The overall believability of the responses was high, averaging 4.6 out of a possible 5.0 where 4 was "believable" and 5 was "very believable". One subject stated he was "sort of fooled" by the tactics used, but all other subjects stated they were for the most part fooled. The only skepticism was with the more experienced subjects who thought the simulated screens were too easy to obtain. However, these subjects expressed favorable remarks at the realism of the display, especially when integrated with the delaying method. Responses to delaying tactics also confirmed the hypothesis that subjects were not concerned with the time it took to process their malicious request, only that it took longer than normal. A second goal of the experiment was to determine if the subjects could tell they were being deceived, and all subjects did believe the computer was processing their malicious request normally.

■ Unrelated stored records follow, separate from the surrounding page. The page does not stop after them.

Issue #10877, opened 2022-03-23
[MU4 Issue] Backwards/Forwards buttons (In 'General' / Properties panel) have no effect


MarcSabatella:
Edited by Martin:

What we need is the same options you find in most creation software. Basically four buttons that do the following:

**Forwards** (looks at the items in front of it and moves in front of the nearest item)
**To front** (looks at the items in front of it and moves in front of the item furthest to the front)
**Backwards** (looks at the items behind it and moves behind the nearest item)
**To back** (looks at the items behind it and moves behind the one furthest back)

**Design mockup**
<img width="292" alt="APPEARANCE_POPUP_SNAP_OFF_V2c" src="https://user-images.githubusercontent.com/86290556/171202958-e853820b-2cc8-4c76-b6b2-eacf85c4c180.png">

Link to Figma file (internal team only): https://www.figma.com/file/l0TQUrNFZmEfrZnfHhFDfb/Musescore-Notation-App-MASTER?node-id=1621%3A74746

DmitryArefiev:
@MarcSabatella @Tantacrul As I see, Backward/Forwards buttons are equivalent of Stacking order (Z) feature in MU3 (up/down controls). 
But in MU3 the user seeing the changes of actions in the numeric field. 
In MU4 we don't have that numeric field and user doesn't see the changes in Properties (only in score).

https://user-images.githubusercontent.com/90187801/170740314-2caf4171-87db-43ba-9a8c-89f8cdf93a69.mp4

So one of the fix can be putting a numeric value to Arrange section showing the object's layer in score.
The same as MU3 does in the stacking order field:


https://user-images.githubusercontent.com/90187801/170740905-bf8c3b0f-e0f9-44e3-846f-269052bd267f.mp4



(I guess we can delete extra zeros and use only xx or x format)

Tantacrul:
@DmitryArefiev: I think we need a more sensible interface for this. A textbox (like in MS3) is just ridiculous.

What we need is the same options you find in most creation software:

**Forwards** (looks at the items in front of it and moves above the closest one)
**To front**  (looks at the items in front of it and moves above the top one)

MarcSabatella:
[...]

PR #11760, opened 2022-05-25
Resolve #11253 - Add 'To Back' and 'To Front' buttons to 'Arrange'

### LINKED ISSUE #11253: 'Arrange' back/forward feature missing two options
**Describe the bug**
At the moment, the 'Arrange' feature allows users to move an item behind or in front of another item. However, standard practice is to also have options to arrange 'To front' and 'To back'.

To front: this would move the selected item in front of anything else in the score.
To back: this would move the selected item to the back of the score

image

This feature was never fully completed (by design) due to the transition from MS3 to MS4 - as this new inspector was originally created to live in V3.

OfekZeevi:
Resolves: [#11253](https://github.com/musescore/MuseScore/issues/11253)

*I've added a "To Back" and "To Front" buttons to the "Arrange" section of an item's "Appearance" settings. These would immediately push the selected items to the front or back of the score (in the z-axis).*

### DIFF
--- a/src/inspector/models/general/appearance/appearancesettingsmodel.cpp
+++ b/src/inspector/models/general/appearance/appearancesettingsmodel.cpp
@@ -111,12 +111,12 @@ std::vector<Ms::EngravingItem*> AppearanceSettingsModel::getAllElementsInPage()
     return page->elements();
 }
 
-void AppearanceSettingsModel::pushBackInOrder()
+void AppearanceSettingsModel::pushBackwardsInOrder()
 {
     m_arrangeOrder->setValue(m_arrangeOrder->value().toInt() - REARRANGE_ORDER_STEP);
 }
 
-void AppearanceSettingsModel::pushFrontInOrder()
+void AppearanceSettingsModel::pushForwardsInOrder()
 {
     m_arrangeOrder->setValue(m_arrangeOrder->value().toInt() + REARRANGE_ORDER_STEP);
 }
--- a/src/inspector/models/general/appearance/appearancesettingsmodel.cpp
+++ b/src/inspector/models/general/appearance/appearancesettingsmodel.cpp
@@ -103,6 +103,14 @@ void AppearanceSettingsModel::loadOffsets()
     });
 }
 
+std::vector<Ms::EngravingItem*> AppearanceSettingsModel::getAllElementsInPage()
+{
+    requestElements();
+    Ms::EngravingItem* element = m_elementList.first();
+    Ms::Page* page = toPage(element->findAncestor(Ms::ElementType::PAGE));
+    return page->elements();
+}
+
 void AppearanceSettingsModel::pushBackInOrder()
 {
     m_arrangeOrder->setValue(m_arrangeOrder->value().toInt() - REARRANGE_ORDER_STEP);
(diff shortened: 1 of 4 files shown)


Eism:
@OfekZeevi please change the destination branch from 4.0_alpha to master

DmitryArefiev:
> These would immediately push the selected items to the front or back of the score (in the z-axis).

@OfekZeevi Hi, found that with some elements **when clicking To front  you can't override value 'to be in front' of the second element.** 
When making text in front of notes by clicking To front it makes text in front. Now select the notes and click To front, it doesn't make notes in front of text. You need to select text and click To back.

https://user-images.githubusercontent.com/90187801/170698719-fe134378-16d4-4b00-8e4a-b2f8e68cd845.mp4

src/inspector/models/general/appearance/appearancesettingsmodel.cpp
```diff
@@ -103,16 +103,48 @@ void AppearanceSettingsModel::loadOffsets()
...
     m_arrangeOrder->setValue(m_arrangeOrder->value().toInt() - REARRANGE_ORDER_STEP);
 }
 
-void AppearanceSettingsModel::pushFrontInOrder()
+void AppearanceSettingsModel::pushForwardsInOrder()
 {
     m_arrangeOrder->setValue(m_arrangeOrder->value().toInt() + REARRANGE_ORDER_STEP);
 }
 
+void AppearanceSettingsModel::pushToBackInOrder()
```
MarcSabatella, line 124: FWIW, this seems to be the exact same approach that would also be needed to fix the existing Forwards/Backwards buttons, which basically do almost nothing now because they only move by REARRANGE_ORDER_STEP rather than finding the previous/next element and pushing past that.  So currently they require you to click Forwards literally dozens of times before you see anything happen.

I mention this here because ideally I think both of these issues should be addressed to together so the code is designed well to handle both commands with a minimum of duplication.

OfekZeevi:
> > These would immediately push the selected items to the front or back of the score (in the z-axis).
> 
> @OfekZeevi Hi, found that with some elements **when clicking To front you can't override value 'to be in front' of the second element.** When making text in front of notes by clicking To front it makes text in front. Now select the notes and click To front, it doesn't make notes in front of text. You need to select text and click To back.
> bandicam.2022-05-27.15-11-12-809.mp4

Thanks! I'm looking into that. It seems like maybe there's a bigger issue here with the z-value of text elements, but I'm not yet sure.

src/inspector/models/general/appearance/appearancesettingsmodel.cpp
OfekZeevi: Thanks, that's an interesting point. I'll look into that to see if there's an elegant solution for both problems.

OfekZeevi: I've updated the pull request to support that feature as well :)

OfekZeevi:
> > These would immediately push the selected items to the front or back of the score (in the z-axis).
> 
> @OfekZeevi Hi, found that with some elements **when clicking To front you can't override value 'to be in front' of the second element.** When making text in front of notes by clicking To front it makes text in front. Now select the notes and click To front, it doesn't make notes in front of text. You need to select text and click To back.
> bandicam.2022-05-27.15-11-12-809.mp4

I've figured it out! When you select a "note" element, you're not actually selecting the note but rather an element of type "Chord" that contains it. The chord isn't actually printed on the page, it's just a logical container for the notes within. For this reason, when playing with the front/back buttons, the z-value of the chord changes but that doesn't matter because the notes themselves remain at their original z-value. This explains why you can't move the notes by pressing those buttons (like you showed in the video). It's important to mention that this means the forwards/backwards buttons never affected notes, even before the changes I've made here.
I would like to point out that maybe this is intentional - from digging through the code, it seems like the order in which notes are printed matters, e.g. so that note-heads will be drawn after their note-flags and such. This makes me think that perhaps the fact that you're not able to change the z-value of notes is a feature and not a bug.
Either way, I think this issue requires a separate ticket so we can discuss it properly, and again - it isn't actually affected by my changes. So I decided to leave this issue unresolved for now.
Please let me know if you disagree :)

DmitryArefiev:
> > > These would immediately push the selected items to the front or back of the score (in the z-axis).
> > 
> > 
> > @OfekZeevi Hi, found that with some elements **when clicking To front you can't override value 'to be in front' of the second element.** When making text in front of notes by clicking To front it makes text in front. Now select the notes and click To front, it doesn't make notes in front of text. You need to select text and click To back.
> > bandicam.2022-05-27.15-11-12-809.mp4
> 
> I've figured it out! When you select a "note" element, you're not actually selecting the note but rather an element of type "Chord" that contains it. The chord isn't actually printed on the page, it's just a logical container for the notes within. For this reason, when playing with the front/back buttons, the z-value of the chord changes but that doesn't matter because the notes themselves remain at their original z-value. This explains why you can't move the notes by pressing those buttons (like you showed in the video). It's important to mention that this means the forwards/backwards buttons never affected notes, even before the changes I've made here. I would like to point out that maybe this is intentional - from digging through the code, it seems like the order in which notes are printed matters, e.g. so that note-heads will be drawn after their note-flags and such. This makes me think that perhaps the fact that you're not able to change the z-value of notes is a feature and not a bug. Either way, I think this issue requires a separate ticket so we can discuss it properly, and again - it isn't actually affected by my changes. So I decided to leave this issue unresolved for now. Please let me know if you disagree :)

@OfekZeevi  Thanks for explanation! Agree not to fix that in this PR.

BTW #10877 also looks much better now in this PR. But the position of buttons should be re-arranged now (to the new design). It's described in the description in #10877. Maybe you want to implement this as well in the current PR? :)

DmitryArefiev:
@Eism Can you review please :)

Eism (approved):

Issue #11759, opened 2022-05-25
[MU4 Task] Thumbnail icon to be created for GP files


boryskuzmenko:
**Task description**
I believe we should have to separate GP files from MU files on the Recent board. To do that specific icon should be created and implemented.
Also will be good to use this icon as a file icon for GP files in case when there's no Guitar Pro installed (just thoughts)
MU4 file icon as an example:

![Capture 2022-05-25_08-48-05_PM](https://user-images.githubusercontent.com/101250347/170330665-a8d9ea5a-565f-468a-b3b6-eed309a14dd5.png)

Tantacrul:
@jessjwilliamson - I know I said not to... but can we make a GP image>? :)

I'd suggest a guitar silhouette or plectrum symbol or something like that.

jessjwilliamson:
> 

hehe.

Of course :)

DmitryArefiev:
Fixed in #11773

Issue #11757, opened 2022-05-25
[MU4 Issue] File icons look pixelated on Windows/Linux (FullHD, 100% scaling)


DmitryArefiev:
**Windows10, FullHD, 100%**
![Capture](https://user-images.githubusercontent.com/90187801/170513152-e7db5d36-4fb9-40a2-84fa-f34817f955da.PNG)

Windows10, FullHD, 150%
![Capture2](https://user-images.githubusercontent.com/90187801/170511763-eb5009aa-cee5-4c04-a47c-b4103c939338.PNG)

Mac12, Retina display
![Screenshot 2022-05-26 at 5 44 17 PM](https://user-images.githubusercontent.com/90187801/170512883-24c3118a-a961-4648-bf71-d24e0dde2acc.png)

**Platform information**
 Windows, Linux - FullHD, 100

HemantAntony:
I can reproduce on my laptop. The icon is too sharp

DmitryArefiev:
Fixed in #11773

PR #11773, opened 2022-05-26
Recent Scores: Add Guitar Pro file icon and fix pixelated icons on low-res screens

cbjeukendrup:
Resolves: #11757 
(I hope that this fix works, because the screen of my non-retina laptop is so poor that I can barely see the difference! But it seems slightly better.)

Resolves: #11759
Schermafbeelding 2022-05-26 om 19 06 32


RomanPudashkin (approved):

DmitryArefiev:
Tested #11757 #11759 on Win10, Mac12, LinuxMint 20.2 - **FIXED**     

> Resolves: https://github.com/musescore/MuseScore/issues/11757
> (I hope that this fix works, because the screen of my non-retina laptop is so poor that I can barely see the difference! But it seems slightly better.)

@cbjeukendrup Yeah! Now it's better. Thanks!

Issue #11616, opened 2022-05-12
[MU4 Issue] Some issues when openning a MU3 mscx scores 


DmitryArefiev:
**Describe the bug**

From https://github.com/musescore/MuseScore/pull/10660#issuecomment-1117362634

1. When opening an old mscx MU3 scores from one folder and re-saving in a new version of mscx format, 
**MU4 creates folders and setting files inside that common folder but for all scores together and not separately for each score**. The issue can be solved if we trigger **Save As** dialog in that case (after clicking Save) and user can choose a regular mscz format or experimental uncompressed mscx format (with creating a new folder for each MU3 file)

https://user-images.githubusercontent.com/90187801/166698579-6f26674b-f7f5-49e8-99fa-33099681cadc.mp4

2. When opening an old mscx MU3 score and triggering Save As dialog, **MU4 takes the name of the folder and not the initial file name**

https://user-images.githubusercontent.com/90187801/166699049-ab416cc9-cdb9-465c-9ad4-ab3b126588c8.mp4

**Platform information**
macOS, Windows, Linux

**Additional context**
#10556
#11615

DmitryArefiev:
Fixed in #11782

Issue #11615, opened 2022-05-12
When saving uncompressed MuseScore folder format, MU doesn't remove an extension and saves the score as mscz file on Linux (occurs on Windows/Mac if file extensions are not hidden)


DmitryArefiev:
**To Reproduce**
1. Create a score 
2. Add some notes
3. Save
4. In Save score dialog, select Uncompressed MuseScore folder format (notice MU shows mscz extension)
5. Click OK - **MU saves the score in mscz format**

![uncompr](https://user-images.githubusercontent.com/90187801/168086064-c91df167-eb86-4293-a928-09a76e580b51.png)

**Workaround**:
**Remove the extension manually** when saving Uncompressed MuseScore folder format 

**Platform information**
Linux Mint 20.2

**Additional context**
See #10660

Also, the bug can be related to #10836

DmitryArefiev:
> Should be rechecked after #10836 fix

Nope.. still occurs after #10836

DmitryArefiev:
I think can be decreased to P2

bkunda:
@DmitryArefiev pls test for reproducibility, and whether either PR above fixes it

nukeop:
I'm still seeing this on Mac.

Issue #10836, opened 2022-03-18
[MU4 Issue] Wrong explorer in latest build on Linux (Qt's dialog instead of Native dialog)


DmitryArefiev:
Wrong explorer in latest build on Linux when using Save as or Open dialogs

**Actual:**
![Снимок экрана от 2022-03-17 18-27-50](https://user-images.githubusercontent.com/90187801/158977876-f13cfc1b-0281-406b-bf57-88698f071c24.png)

**Expected:**
![Снимок экрана от 2022-03-17 18-26-11](https://user-images.githubusercontent.com/90187801/158977856-da886826-9042-46f6-986f-2282f4ba43b7.png)

**Platform information**
 Linux Mint 20.2

**Additional dialog**
- Qt's file dialog is **buggy** (e.g. it doesn't save score if it was entered without extension and I can't open a score from a flash drive)

- In the "wrong", unexpected save/open dialog, all key presses are consumed by the main window. E.g. Return inserts a line break in the score instead of opening a file (see comment below)

Jojo-Schmitz:
Is that Native file dialog vs. Qt's file dialogs?

DmitryArefiev:
Yes, looks like it is. 

> MuseScore 3 has an (advanced) option to change between them

Thanks! I've founded it in MU3 (and it's turned on by default) but it's missing in MU4
![Capture](https://user-images.githubusercontent.com/90187801/158992604-a2430412-3563-4082-a528-c6873e506c22.PNG)

Eism:
I tested a little and noticed that the dialog is different when building on my laptop(Ubuntu) and on CI.

So, first we need to understand the reason for this behavior.

Laptop
![image](https://user-images.githubusercontent.com/10116828/158993261-3de56e24-49ac-4b33-8ff6-f0c6c5ea3c36.png)

CI
![image](https://user-images.githubusercontent.com/10116828/158993355-9b4c1310-560f-4229-991a-b39bdd30952a.png)

schoettl:
Not sure if I should create a new issue for that:
In the "wrong", unexpected save/open dialog, all key presses are consumed by the main window. E.g. Return inserts a line break in the score instead of opening a file.

DmitryArefiev:
> Not sure if I should create a new issue for that:
> In the "wrong", unexpected save/open dialog, all key presses are consumed by the main window. E.g. Return inserts a line break in the score instead of opening a file. (Today's master branch on Linux.)

[...]

PR #11782, opened 2022-05-27
Fixes for opening/saving MSCX scores and scores from older versions

cbjeukendrup:
Resolves: #10556
~ResoIves: #11615 (Couldn't verify, but I did the same for Linux as I did to fix this problem on Windows, so it might work)~
Resolves: #11616

### DIFF
--- a/src/plugins/api/qmlpluginapi.cpp
+++ b/src/plugins/api/qmlpluginapi.cpp
@@ -134,7 +134,8 @@ Score* PluginAPI::readScore(const QString& name, bool noninteractive)
     mu::engraving::MasterScore* score = msc()->openScore(name, !noninteractive);
     if (score) {
         if (noninteractive) {
-            score->setNewlyCreated(false);
+            // TODO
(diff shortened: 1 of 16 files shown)


src/plugins/api/qmlpluginapi.cpp
```diff
@@ -134,7 +134,8 @@ Score* PluginAPI::readScore(const QString& name, bool noninteractive)
     Ms::MasterScore* score = msc()->openScore(name, !noninteractive);
     if (score) {
         if (noninteractive) {
-            score->setNewlyCreated(false);
+            // TODO
```
Eism, line 137: what are the plans for this todo?

Eism (approved):

DmitryArefiev:
Tested #10556 #11616 on Win10, Mac12, LinuxMint 20.2 - **FIXED**      

#11615 **still occurs**. Let's recheck it after #10836 is fixed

Future work will include more complex levels of responses, methods of isolation of the deceived attacker from the system under attack, and methods for integrating deception into software. Other work of ours has already produced a standalone deceptive file-transfer utility that simulates some published vulnerabilities [4]. Our research into software-based deception fits between the capabilities of current intrusion-detection techniques and potential counteractive techniques, to better equip computer systems for the next generation of cyber-warfare by providing new kinds of responses to intrusions.
[1] Rowe, N. C.,
Michael, J. B., Auguston, M., and Riehle, R., Software decoys for software
counterintelligence. IAnewsletter, Vol. 5, No. 1 (Spring
2002), pp. 10-12.
[2] Michael, J.B.,
Auguston, M., Rowe, N., and Riehle, R.D., Software decoys: intrusion detection
and countermeasures. Proc. Third
Annual Workshop on Information Assurance, IEEE, West Point, New York, June
2002, pp. 130-138.
[3] Julian, D. P.,
Delaying-type responses for use by software decoys. M.S. thesis, Dept. of Computer Science, U.S. Naval Postgraduate
School, September 2002,
http://www.cs.nps.navy.mil/people/faculty/rowe/oldstudents/Julian_Thesis_Final.htm.
[4] Michael, J. B.,
Fragkos, G., and Auguston, M., An experiment in software decoy design:
intrusion detection and countermeasures.
Proc. 18th IFIP International Information Security Conference, Athens,
Greece, May 2003.
Acknowledgement:
This work is part of the Homeland Security Leadership Development Program
supported by the U.S. Department of Justice Office of Justice Programs and
Office for Domestic Preparedness. The
views and conclusions contained herein are those of the authors and should
not be interpreted as necessarily representing the official policies or
endorsements, either expressed or implied, of the U.S. Government. This paper appeared in the Proceedings of
the 2003 IEEE Workshop on Information Assurance, West Point, NY, June 2003.